Netgear’s Skype Wi-Fi phone will work when connected to a wireless Internet access point. Skype users can make free domestic and international calls, as well as host conference calls and chat, with other Skype users anywhere in the world, and can connect to non-Skype users with SkypeOut for off-net calls for a fee. With this device, headphones or USB phones plugged into a laptop or PC are not required.

According to the companies, “The Netgear phone is pre-loaded with Skype’s software, ready out-of-the-box to use with a wireless network. All a user needs to do after turning on the phone is enter a Skype username and password. The Skype software pulls up the user’s full contact list, displays the connection status on the phone screen, and allows the consumer to connect to any other Skype user for free.

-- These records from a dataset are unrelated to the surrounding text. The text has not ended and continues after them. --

PR #4833, opened 2021-08-05
uibutton: opens link to trigger mode docs in a new tab

LucasPerso:
This link in the Trigger mode tooltip (shown in picture) is now opening in a new tab.

example


lizzthabet (approved):
thanks, @LucasPerso!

Netgear also announced that its RangeMax wireless router would be equipped to optimize Skype calls in a Wi-Fi environment.

In a prepared statement, Patrick Lo, Netgear’s chairman and CEO said, “We’re extremely proud to deliver the world’s first mobile phone enabling customers to enjoy all the benefits of Skype. Moreover, Skype integration with our RangeMax wireless router will further extend our leadership in innovative networking devices.”

More information on the phone, including pricing and availability is scheduled for release in the first quarter of 2006.

Our take on the various Skype centric products (including those we discussed in our last newsletter):

1. Skype’s service, while not a replacement for the public switched phone network (PSTN) remains a disruptive technology, and a serious threat to overpriced long-distance rates.

2. By embracing Skype’s approach Netgear, Panasonic, DLink, VTech, IPEVO, Kodak and others have joined in the convergence parade, realizing more than the niche opportunity presented by Skype.

3. Although Wi-Fi phones are not new, combining a Wi-Fi phone with a peer-to-peer VoIP service certainly is noteworthy, and when offered with Skype’s value-added services (like click-to-talk and photo sharing) the convergence market continues to evolve beyond plain old wireline and wireless voice connectivity.